Introduction
Human resource management is a strategic function which should be linked to the overall strategy of the company (Gully & Phillips, 2012). It implies that a company must align its human resource policies to suit its strategies (Schuler & Jackson, 2001). In mergers and acquisitions, the operations, including HR of the acquired company must be integrated with those of the acquiring firm to realize synergies (Schuler & Jackson, 2001). The acquisition of Compaq presented various challenges for HR. First, HP's primary strategy was innovation while Compaq did not have an internal innovation system (Bruner & Buchanan, 2019). Thus, it might have been difficult to realign the HR strategies of Compaq to the vision and strategy of HP. Besides, differences in the organization culture of the two companies might have made it difficult to integrate the employees of Compaq into HP's workforce. Another problem HP's HR might have faced is the difference in the pay structures of the two companies (Ivancevich & Konopaske, 2013). Issues of fairness and equity as employees of the new computer division might have demanded equal compensation across the entire company.

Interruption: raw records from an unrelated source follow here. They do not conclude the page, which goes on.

Issue #5377, opened 2023-04-21
Investigate and fix the Hive rpc-compat issues


gfukushima:
https://hive.ethpandaops.io/#/test/generic/1759805723-7162953a09ee00461c5ff2121146b945

gfukushima:
Update, after fixing the issue with block import (https://github.com/hyperledger/besu/commit/7fff05a4cc8f463a468ed5b9a557ba316b69c7f3)
RPC-compat is running and current status (Hive built: 02/05/2023, 20:10:11 commit: 972a1801) is:
23/05/2023, 12:56:25	rpc-compat	besu	✕ Fail (16 / 45)

there was a PR to enable ADMIN API which will bring that number down:
https://github.com/ethereum/hive/commit/2e43bacfa72697ec2e31c6d716bdab003a298233

macfarla:
https://github.com/hyperledger/besu/pull/8419

macfarla:
Current failures https://docs.google.com/spreadsheets/d/1UkIJ9Sgj_Bd4AfjSUOmIIq-t2rfzHUbBDSQR_3glEuw/edit?gid=0#gid=0

macfarla:
I’ve made a couple of attempts at addressing some hive test failures this week. But I’ve had to abandon these attempts because I can’t change the behavior for individual RPCs without breaking hive tests in other areas.

In Besu we have an abstract class `AbstractBlockParameterOrBlockHashMethod` that is used by several RPCs - so any RPC that gets a block by block number or hash will have the same error handling behavior. Including:
debug_accountAt, debug_setHead, eth_call, eth_getBlockReceipts, eth_getProof, eth_simulateV1, eth_getBalance, eth_getCode, eth_getStorageAt, eth_getTransactionCount

The spec, and the hive tests, are inconsistent with error handling expectations.

Specific issues I have struck this week:

return null if block not found
so there’s a hive test for getBlockReceipts
but fixing this hive test broke hive tests for eth_simulate that use a future block. Is it expected that we would want different behavior here or should eth_simulate also return null if the requested block is not found?
draft besu PR that fixes 3 hive tests and breaks 2 https://github.com/hyperledger/besu/pull/9303 

also this indicates there’s a gap in rpc-compat hive tests for error handling for the other RPCs in the above list

error code 3 for revert
this PR was merged recently https://github.com/ethereum/execution-apis/pull/600
think this should match execution_reverted code here https://github.com/ethereum/execution-apis/pull/650 
[...]

PR #5647, opened 2023-06-28
Fix getAccountProof for Bonsai

gfukushima:
## PR description
This PR fix the eth_getProof RPC method when using Bonsai by adding the worldStateProof to BonsaiWorldStateProvider.
By passing a snapshot of the ws that we want the proof for the BonsaiWorldStateProvider should be able to make normal usage of the worldStateProof to generate the proofs.

## Fixed Issue(s)

Part of #5377


matkt (changes requested):
seems to be good

do we can add test for bonsai in this class WorldStateProofProviderTest.  the current tests are only using forest

you can use this class as example SnapWorldDownloadStateTest we are using Parameterized to call the same tests with bonsai and forest

ethereum/core/src/test/java/org/hyperledger/besu/ethereum/proof/WorldStateProofProviderTest.java
```diff
@@ -39,21 +44,43 @@
 import org.junit.Before;
 import org.junit.Test;
 import org.junit.runner.RunWith;
-import org.mockito.junit.MockitoJUnitRunner;
+import org.junit.runners.Parameterized;
 
-@RunWith(MockitoJUnitRunner.class)
+@RunWith(Parameterized.class)
```
siladu, line 49: nit: would be preferable to use JUnit 5 syntax if possible

ethereum/core/src/test/java/org/hyperledger/besu/ethereum/proof/WorldStateProofProviderTest.java
```diff
@@ -39,21 +44,43 @@
...
   @Before
   public void setup() {
+    if (dataStorageFormat.equals(DataStorageFormat.BONSAI)) {
+      worldStateStorage =
+          new BonsaiWorldStateKeyValueStorage(
+              new InMemoryKeyValueStorageProvider(), new NoOpMetricsSystem());
+    } else {
+      worldStateStorage = new WorldStateKeyValueStorage(new InMemoryKeyValueStorage());
+    }
+
```
siladu, line 83:
```suggestion
    worldStateStorage =
        switch (dataStorageFormat) {
          case BONSAI -> new BonsaiWorldStateKeyValueStorage(
              new InMemoryKeyValueStorageProvider(), new NoOpMetricsSystem());
          case FOREST -> new WorldStateKeyValueStorage(new InMemoryKeyValueStorage());
        };
```

ethereum/core/src/test/java/org/hyperledger/besu/ethereum/proof/WorldStateProofProviderTest.java
```diff
@@ -88,8 +115,13 @@ public void getProofWhenWorldStateAvailable() {
...
     worldStateTrie.put(addressHash, RLP.encode(accountValue::writeTo));
-    worldStateTrie.commit(updater::putAccountStateTrieNode);
-
+    worldStateTrie.commit(
+        (location, hash, value) -> {
+          updater.putAccountStateTrieNode(location, hash, value);
+          if (location.isEmpty()) {
+            updater.saveWorldState(Bytes.EMPTY, worldStateTrie.getRootHash(), value);
+          }
+        });
```
siladu, line 124: Why is this necessary?

matkt:
can we verify this GetProof method (compare with other client ?) from what i see getProof doesn't look good. I worked on this part a long time ago but I have a doubt now

Normally GetProof must return the siblings at each level in order to validate the proof. That doesn't seem like it regarding the code. I implemented a getProof method in another component so we can fix that easily but just wanted to be sure i'm not missing something

IMO it should be L1+L2+X for X

*         o
*        / \
*       o   o (L1)
*       / \
*  (L2)o  x

looking at the code it is L1+L2+X

* (L1)  o
*        / \
* (L2)o   o 
*       / \
*    o  x

ethereum/core/src/test/java/org/hyperledger/besu/ethereum/proof/WorldStateProofProviderTest.java
siladu: Maybe worth a comment explaining this?

gfukushima:
I've tested and we do provide the right proofs but there's seems to be an issue for proofs there are not the latest state in bonsai. Will move this PR to draft until I get back to it.

gfukushima:
Closing this until I get back to it.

When an organization is implementing multiple strategies, it is difficult to link HR to the firm's strategy (Milkovich, Newman & Gerhart, 2013).
Balancing Low-Cost Mandates and Innovation Aspirations
It is possible to balance between low cost and innovation strategies in an organization. The benefits manager can offer employees additional benefits such as bonus and promotion, among other benefits to encourage innovation (Milkovich, Newman & Gerhart, 2013). The additional benefits should be used to reward employees for successful innovations. Benefits the manager should provide more non-monetary benefits such as retirement matching, gym membership discounts, time off, among other benefits. These benefits are effective in motivating employees to work hard and innovate but also reduce the company's total compensation costs (Milkovich, Newman & Gerhart, 2013).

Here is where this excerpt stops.